> _Activity_: Only the lines from the one with "Add axis order zarr" through the last belong in the output; print them exactly as given below.

(Saved data entries)
☆ ☆ ☆ ☆ ☆

PR #933, opened 2023-08-08
Remove dataformat enum.

markbader:
### Description:
- Removes unused dataformat enum class


normanrz (approved):

normanrz:
Did you check if other enums/classes are also unused?

markbader:
The other enums are actually used to enable typer to show the different options.

PR #934, opened 2023-08-08
Fix infinite loop in mag calculation during anisotropic downsampling

daniel-wer:
### Description:
- See title, it makes sense that the target mag cannot be reached while adhering to the anisotropic downsampling scheme, but it shouldn't lead to an infinite loop.
- I added respective tests which failed with a timeout error without my fix. Also, I restructured the mag calculation tests to use parametrized pytests instead of a single test with a loop, because that makes it much easier to spot which test exactly didn't pass.

### Todos:
 - [x] Updated Changelog
 - [x] Added / Updated Tests


webknossos/tests/dataset/test_downsampling.py
```diff
@@ -260,27 +256,75 @@ def test_anisotropic_mag_calculation() -> None:
...
-
-        assert list(reversed(sampling_scheme[:-1])) == calculate_mags_to_upsample(
-            from_mag, finest_mag, None, voxel_size
-        ), f"The calculated upsampling scheme of the {i+1}-th test case is wrong."
+    ],
+)
+def test_mag_calculation(
+    voxel_size: Optional[Tuple[float, float, float]],
+    from_mag_name: Tuple[float, float, float],
+    max_mag_name: Tuple[float, float, float],
```
MichaelBuessemeyer, line 264: why is there a `_name` at the end of the parameter names? For me it sounds like a `mag_name` would be something like `"mag_xyz"` and not a tuple of values to represent the mag? Is this a naming convention in wklibs?

webknossos/tests/dataset/test_downsampling.py
```diff
@@ -260,27 +256,75 @@ def test_anisotropic_mag_calculation() -> None:
...
+    # If a user does not specify a max_mag, then a default is calculated.
+    # Therefore, max_mag=None is not covered in this test case.
+    # The same applies for `voxel_size`:
+    # This is either extracted from the properties or set to comply with a specific sampling mode.
+
+    from_mag = Mag(from_mag_name)
+    max_mag = Mag(max_mag_name)
+
+    with pytest.raises(RuntimeError):
+        calculate_mags_to_downsample(from_mag, max_mag, None, voxel_size)
```
MichaelBuessemeyer, line 327: :rocket:

MichaelBuessemeyer (approved):
The changes look good to me :+1:. Before merging please note my question about the naming of the variables / parameters.

Do you want to take over @markbader or @philippotto as daniel is absent for now?

webknossos/tests/dataset/test_downsampling.py
markbader: I don't think there is a naming convention like this in wklibs. I changed the naming of the parameters and adapted the type specification.

daniel-wer:
@markbader Thank you for finishing this PR! :pray:

PR #904, opened 2023-05-23
Add axis order zarr

markbader:
### Description:
- Webknossos requires `axis_order` field for each mag. This field is now added by webknossos-libs.

### Issues:
- fixes #902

☆ ☆ ☆ ☆ ☆

> _Response for this exercise_:
Add axis order zarr

markbader:
### Description:
- Webknossos requires `axis_order` field for each mag. This field is now added by webknossos-libs.

### Issues:
- fixes #902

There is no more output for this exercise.